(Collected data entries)
^^^^^^^^^^^^^^^^
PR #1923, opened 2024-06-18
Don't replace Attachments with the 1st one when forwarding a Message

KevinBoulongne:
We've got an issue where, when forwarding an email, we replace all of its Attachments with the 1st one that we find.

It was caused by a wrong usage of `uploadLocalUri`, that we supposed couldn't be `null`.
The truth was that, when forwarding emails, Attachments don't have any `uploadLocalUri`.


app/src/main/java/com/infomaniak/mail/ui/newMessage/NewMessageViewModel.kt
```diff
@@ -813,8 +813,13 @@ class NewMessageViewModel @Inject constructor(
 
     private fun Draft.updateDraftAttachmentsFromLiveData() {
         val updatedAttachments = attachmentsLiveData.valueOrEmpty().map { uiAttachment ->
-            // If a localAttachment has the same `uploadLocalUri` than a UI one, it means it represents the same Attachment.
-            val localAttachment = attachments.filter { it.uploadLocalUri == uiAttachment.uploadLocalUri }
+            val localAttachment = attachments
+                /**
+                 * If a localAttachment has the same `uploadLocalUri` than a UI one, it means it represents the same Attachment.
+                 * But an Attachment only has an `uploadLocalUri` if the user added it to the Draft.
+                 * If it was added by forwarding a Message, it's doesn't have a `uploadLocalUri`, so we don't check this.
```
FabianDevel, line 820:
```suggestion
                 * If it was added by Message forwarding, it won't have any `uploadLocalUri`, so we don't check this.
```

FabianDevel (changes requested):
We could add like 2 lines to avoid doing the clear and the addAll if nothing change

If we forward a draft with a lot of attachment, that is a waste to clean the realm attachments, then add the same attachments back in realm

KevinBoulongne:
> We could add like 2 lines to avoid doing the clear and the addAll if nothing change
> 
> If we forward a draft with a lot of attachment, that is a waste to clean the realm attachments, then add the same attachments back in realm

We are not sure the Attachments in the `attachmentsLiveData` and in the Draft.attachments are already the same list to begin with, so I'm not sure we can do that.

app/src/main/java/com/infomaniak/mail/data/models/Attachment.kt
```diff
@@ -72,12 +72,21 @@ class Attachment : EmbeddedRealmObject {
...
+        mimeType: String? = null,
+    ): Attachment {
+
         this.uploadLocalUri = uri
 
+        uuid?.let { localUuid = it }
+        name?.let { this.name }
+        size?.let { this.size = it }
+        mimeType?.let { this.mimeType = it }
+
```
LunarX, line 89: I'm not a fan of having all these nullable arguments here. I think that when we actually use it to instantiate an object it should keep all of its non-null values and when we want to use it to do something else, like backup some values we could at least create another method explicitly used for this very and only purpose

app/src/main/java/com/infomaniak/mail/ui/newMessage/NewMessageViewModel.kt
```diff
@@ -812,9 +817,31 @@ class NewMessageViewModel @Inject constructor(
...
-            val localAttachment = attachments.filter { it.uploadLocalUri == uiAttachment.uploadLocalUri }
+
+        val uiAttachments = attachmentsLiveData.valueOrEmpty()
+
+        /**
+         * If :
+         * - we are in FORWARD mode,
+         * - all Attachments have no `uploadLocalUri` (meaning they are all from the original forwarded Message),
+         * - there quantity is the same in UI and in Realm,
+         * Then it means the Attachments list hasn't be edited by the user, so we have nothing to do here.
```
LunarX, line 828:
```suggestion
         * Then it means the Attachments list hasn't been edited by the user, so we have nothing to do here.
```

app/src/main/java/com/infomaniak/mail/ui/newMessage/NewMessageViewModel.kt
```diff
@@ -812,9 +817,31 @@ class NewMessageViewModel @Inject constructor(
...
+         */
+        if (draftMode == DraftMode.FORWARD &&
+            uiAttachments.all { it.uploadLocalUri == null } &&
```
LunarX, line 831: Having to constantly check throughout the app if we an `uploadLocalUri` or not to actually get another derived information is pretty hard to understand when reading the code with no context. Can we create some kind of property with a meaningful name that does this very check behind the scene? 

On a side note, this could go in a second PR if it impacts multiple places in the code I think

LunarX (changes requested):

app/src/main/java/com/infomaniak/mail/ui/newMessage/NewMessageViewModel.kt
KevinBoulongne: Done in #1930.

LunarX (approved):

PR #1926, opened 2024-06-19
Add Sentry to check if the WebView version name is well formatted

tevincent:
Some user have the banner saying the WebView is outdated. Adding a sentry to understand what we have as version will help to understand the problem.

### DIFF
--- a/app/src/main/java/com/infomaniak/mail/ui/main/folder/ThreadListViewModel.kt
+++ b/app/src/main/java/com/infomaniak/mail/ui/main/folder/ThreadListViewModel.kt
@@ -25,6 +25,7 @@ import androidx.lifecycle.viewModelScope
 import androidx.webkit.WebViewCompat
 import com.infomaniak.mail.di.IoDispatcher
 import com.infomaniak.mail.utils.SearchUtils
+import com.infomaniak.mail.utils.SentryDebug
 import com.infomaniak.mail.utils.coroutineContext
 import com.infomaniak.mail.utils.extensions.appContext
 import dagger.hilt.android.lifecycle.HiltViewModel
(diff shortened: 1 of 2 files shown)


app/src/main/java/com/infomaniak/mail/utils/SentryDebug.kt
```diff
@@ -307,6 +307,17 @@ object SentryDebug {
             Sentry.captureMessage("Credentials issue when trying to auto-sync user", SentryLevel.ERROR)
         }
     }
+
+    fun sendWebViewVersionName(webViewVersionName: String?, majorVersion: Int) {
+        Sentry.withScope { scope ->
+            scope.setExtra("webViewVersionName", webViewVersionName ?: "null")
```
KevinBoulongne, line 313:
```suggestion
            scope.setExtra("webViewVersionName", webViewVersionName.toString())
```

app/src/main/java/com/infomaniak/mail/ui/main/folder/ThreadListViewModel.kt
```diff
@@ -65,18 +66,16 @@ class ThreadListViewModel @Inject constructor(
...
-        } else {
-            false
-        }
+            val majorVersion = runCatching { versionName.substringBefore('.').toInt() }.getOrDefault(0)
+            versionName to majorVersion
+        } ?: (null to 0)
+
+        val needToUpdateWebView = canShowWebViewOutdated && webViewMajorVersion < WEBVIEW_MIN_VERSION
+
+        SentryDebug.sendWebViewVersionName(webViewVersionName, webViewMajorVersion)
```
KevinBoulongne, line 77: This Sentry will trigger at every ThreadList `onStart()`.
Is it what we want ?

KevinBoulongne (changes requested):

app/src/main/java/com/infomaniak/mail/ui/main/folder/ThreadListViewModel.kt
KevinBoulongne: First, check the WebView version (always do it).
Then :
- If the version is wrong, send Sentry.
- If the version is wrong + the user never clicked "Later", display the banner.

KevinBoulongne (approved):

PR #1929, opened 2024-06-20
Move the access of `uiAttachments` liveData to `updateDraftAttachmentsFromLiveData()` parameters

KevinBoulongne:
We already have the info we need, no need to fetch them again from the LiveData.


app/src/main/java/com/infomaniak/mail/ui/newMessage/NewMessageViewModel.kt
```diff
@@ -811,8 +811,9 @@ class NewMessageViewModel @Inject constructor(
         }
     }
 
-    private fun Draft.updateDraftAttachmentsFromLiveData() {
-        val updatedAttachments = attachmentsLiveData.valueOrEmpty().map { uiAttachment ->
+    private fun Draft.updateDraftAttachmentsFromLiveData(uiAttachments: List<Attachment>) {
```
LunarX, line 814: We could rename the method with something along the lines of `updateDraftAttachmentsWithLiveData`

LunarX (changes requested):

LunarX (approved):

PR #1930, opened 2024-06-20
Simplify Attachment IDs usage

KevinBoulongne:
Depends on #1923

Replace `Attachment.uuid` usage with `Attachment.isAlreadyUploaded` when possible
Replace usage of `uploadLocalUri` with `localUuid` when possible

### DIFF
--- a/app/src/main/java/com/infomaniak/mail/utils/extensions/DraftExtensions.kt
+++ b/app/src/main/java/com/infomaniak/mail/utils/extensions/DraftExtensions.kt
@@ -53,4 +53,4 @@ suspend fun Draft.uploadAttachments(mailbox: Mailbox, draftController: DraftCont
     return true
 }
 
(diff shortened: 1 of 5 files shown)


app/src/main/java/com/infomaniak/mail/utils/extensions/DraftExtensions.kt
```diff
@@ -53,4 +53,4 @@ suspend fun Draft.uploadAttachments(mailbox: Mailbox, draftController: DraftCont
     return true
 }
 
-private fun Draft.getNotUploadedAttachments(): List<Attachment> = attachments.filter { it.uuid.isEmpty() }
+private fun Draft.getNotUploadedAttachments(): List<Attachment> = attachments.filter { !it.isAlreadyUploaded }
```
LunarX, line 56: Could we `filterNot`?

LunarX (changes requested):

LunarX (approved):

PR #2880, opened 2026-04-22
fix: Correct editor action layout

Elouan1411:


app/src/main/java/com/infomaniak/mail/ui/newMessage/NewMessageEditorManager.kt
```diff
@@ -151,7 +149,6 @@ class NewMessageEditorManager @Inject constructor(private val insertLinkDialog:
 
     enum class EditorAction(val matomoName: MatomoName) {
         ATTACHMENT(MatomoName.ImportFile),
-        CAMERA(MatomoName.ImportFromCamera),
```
^^^^^^^^^^^^^^^^
**Task prompt**
Taking the line containing "Simplify Attachment IDs usage" as the first, please return it and every line after it through the end of the entries, exactly and only those.

**Solution**
Simplify Attachment IDs usage

KevinBoulongne:
Depends on #1923

Replace `Attachment.uuid` usage with `Attachment.isAlreadyUploaded` when possible
Replace usage of `uploadLocalUri` with `localUuid` when possible

### DIFF
--- a/app/src/main/java/com/infomaniak/mail/utils/extensions/DraftExtensions.kt
+++ b/app/src/main/java/com/infomaniak/mail/utils/extensions/DraftExtensions.kt
@@ -53,4 +53,4 @@ suspend fun Draft.uploadAttachments(mailbox: Mailbox, draftController: DraftCont
     return true
 }
 
(diff shortened: 1 of 5 files shown)


app/src/main/java/com/infomaniak/mail/utils/extensions/DraftExtensions.kt
```diff
@@ -53,4 +53,4 @@ suspend fun Draft.uploadAttachments(mailbox: Mailbox, draftController: DraftCont
     return true
 }
 
-private fun Draft.getNotUploadedAttachments(): List<Attachment> = attachments.filter { it.uuid.isEmpty() }
+private fun Draft.getNotUploadedAttachments(): List<Attachment> = attachments.filter { !it.isAlreadyUploaded }
```
LunarX, line 56: Could we `filterNot`?

LunarX (changes requested):

LunarX (approved):

PR #2880, opened 2026-04-22
fix: Correct editor action layout

Elouan1411:


app/src/main/java/com/infomaniak/mail/ui/newMessage/NewMessageEditorManager.kt
```diff
@@ -151,7 +149,6 @@ class NewMessageEditorManager @Inject constructor(private val insertLinkDialog:
 
     enum class EditorAction(val matomoName: MatomoName) {
         ATTACHMENT(MatomoName.ImportFile),
-        CAMERA(MatomoName.ImportFromCamera),
```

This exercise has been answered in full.